Unfortunately for most people, admitting that they were fooled is simply not in their nature, and they will latch onto the story they were sold and fell for to the very end. When a person is fooled once and has his/her behavior manipulated by fear under false pretenses, the door is open for the perpetrator to successfully do it again. That is why we continue to find ourselves at the mercy of false flag events, most notably the recent COVID-19 pandemic, whose dialectic was: problem - the virus, reaction - fear, and solution - lockdowns, masking, vaccines.
"It is easier to fool people than it is to convince them that they have been fooled."
-Author Unknown
I personally knew many people who could tell that something was off but were unwilling to admit it to themselves, since doing so would present them with the moral dilemma of either knowingly complying with lies or standing on their own for truth, no matter the costs. Our attachment to careers, education, social standing, and belief that we live in a free society were exploited to the fullest.
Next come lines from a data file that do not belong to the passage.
PR #530, opened 2026-04-06
fix: co_access promotion tick allowlist — exclude all non-Active statuses (#528)

### LINKED ISSUE #528: fix: co_access promotion tick denylist (status != Quarantined) includes deprecated endpoints — follow-up to #471
## Context

Follow-up identified during security review of bugfix-471 (PR #527).

## Problem

`co_access_promotion_tick.rs:232-237` uses the denylist form:
```sql
JOIN entries ea ON ca.id_a = ea.id AND ea.status != ?3
JOIN entries eb ON ca.id_b = eb.id AND eb.status != ?3
-- ?3 = Status::Quarantined
```

This is the same denylist-vs-allowlist problem fixed by bugfix-471 in the compaction DELETE. Deprecated entries (status=1) pass the `!= Quarantined` filter, so co_access pairs whose endpoints are deprecated can be promoted to `GRAPH_EDGES` on the next tick.

After bugfix-471 ships: the compaction DELETE will correctly clean up deprecated-endpoint edges using `status = Active`. However, if the co_access table still has pairs for deprecated entries, the promotion tick will re-insert those edges before compaction runs. This creates a slow oscillation (insert on promotion tick → delete on compaction tick → insert again).

## Fix

Convert the promotion SELECT JOINs to allowlist form:
```sql
JOIN entries ea ON ca.id_a = ea.id AND ea.status = ?3
JOIN entries eb ON ca.id_b = eb.id AND eb.status = ?3
-- ?3 = Status::Active
```

Also add a test for deprecated-endpoint pair (case (c) from entry #4156): assert that a deprecated-endpoint co_access pair does not get promoted to `GRAPH_EDGES`.

## References

- bugfix-471 / PR #527 — compaction DELETE allowlist fix
- Unimatrix entry #4156 — allowlist rule and four-case test matrix
- Unimatrix entry #3978 — oscillation pattern lesson (bugfix-476)

dug-21:
## Summary

Fixes the denylist-vs-allowlist problem in the co_access promotion tick, the direct counterpart to the compaction DELETE fix in bugfix-471 (#527).

- **SQL fix**: Converts all four JOIN conditions in the batch SELECT from denylist form (`ea.status != ?3` bound to `Status::Quarantined`) to allowlist form (`ea.status = ?3` bound to `Status::Active`). This is the same pattern applied to the compaction DELETE in bugfix-471.
- **Scope of the fix**: The allowlist correctly excludes *all* non-Active statuses — `Deprecated=1`, `Proposed=2`, and `Quarantined=3` — not just Deprecated. The old denylist was silently passing Proposed entries through as well. Whether Proposed entries exist in practice today is unclear, but the allowlist is the correct defensive default.
- **Comment update**: Updates the associated comments at lines 215–224 to accurately describe the allowlist form, including the NULL failure mode (operator is now `=`, so a missing bind produces `status = NULL`, which — like `status != NULL` — is always NULL and silently promotes nothing).
- **New test**: `test_deprecated_endpoint_pair_not_promoted` (Group K) — seeds a deprecated-endpoint pair with a *higher* co_access count than the active pair. Primary assertion: active edge weight = 1.0 (not 0.5), confirming the subquery-side filter is also fixed. Without the subquery fix, max_count would be inflated by the deprecated pair and deflate the active edge weight.
- **Documentation**: Expands the comment in `typed_graph.rs` documenting why deprecated nodes are intentionally retained in the `TypedGraphState` snapshot (SR-01 Supersedes chain traversal), and that their having no edges post-compaction is expected and correct.

## Test plan

- [x] `test_deprecated_endpoint_pair_not_promoted` — weight assertion (primary) + edge count assertion (secondary)
- [x] All 35 promotion tick unit tests pass
- [x] Full workspace test suite: pass
- [x] Clippy: zero new warnings
- [x] Integration smoke: 22/22 pass
- [x] Integration lifecycle: 44 pass, 5 pre-existing xfail (unrelated tick-timing)
- [x] Gate 3b: PASS (15/15 checks)

Closes #528.

### DIFF
--- a/product/features/bugfix-528/agents/bugfix-528-security-reviewer-report.md
+++ b/product/features/bugfix-528/agents/bugfix-528-security-reviewer-report.md
@@ -1,0 +1,90 @@
+# Security Review: bugfix-528-security-reviewer
+
+## Risk Level: low
+
+## Summary
+
+The change is a surgical SQL filter flip in the co_access promotion tick: four JOIN conditions change from denylist (`status != Quarantined`) to allowlist (`status = Active`), and the bound parameter changes from `Status::Quarantined` to `Status::Active`. All OWASP-relevant categories were evaluated and no security concerns were identified. The change is logically correct, minimal, and consistent with the existing compaction DELETE which already uses the same allowlist pattern.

The same was true for 9/11. For Americans of the day to accept that their government was either directly involved with the event or intentionally allowed it to happen would completely shatter their illusion of living as free people with a government that always has their best interests at heart. Yet at the same time, not coming to terms with a deception of such magnitude only increases the likelihood, if not assures, that another such hoax will be advanced in the future.
We increasingly live in a country of people who are concerned only with the goings on of their own immediate lives. Whether they are too busy to pay attention to current events or to study their society's history, or simply seduced by the comfort of their lives, one thing is certain: sustained apathy is dangerous to free societies. If as a people we are unconcerned with maintaining our freedoms, we will without a doubt lose them.
President Ronald Reagan said it best in his 1967 inaugural address, "Freedom is a fragile thing and it's never more than one generation away from extinction. It is not ours by way of inheritance; it must be fought for and defended constantly by each generation, for it comes only once to a people. And those in world history who have known freedom and then lost it have never known it again."
9/11 was the seminal moment of the generation we are currently living in, and certainly set the stage for the world I grew up in. Over the past 22 years, false flag events have only increased in frequency and intensity. As each one moves the needle further away from freedom and closer toward tyranny, our window of opportunity to right the ship closes a little more. Convention of States has been on the front lines of this effort to restore liberty in our time and has made great strides over the past ten years. We must acknowledge the importance of the time we are currently in and what our actions today will mean for the next 200 years of our country, assuming it lasts that long.
At the core of our mission is to arrest government overreach, which 9/11 and other fear-evoking events always inevitably lead to. It is true that we must never forget. Never forget the lies we were told, what was taken from us, and the tools our Founding Fathers left us to take it back.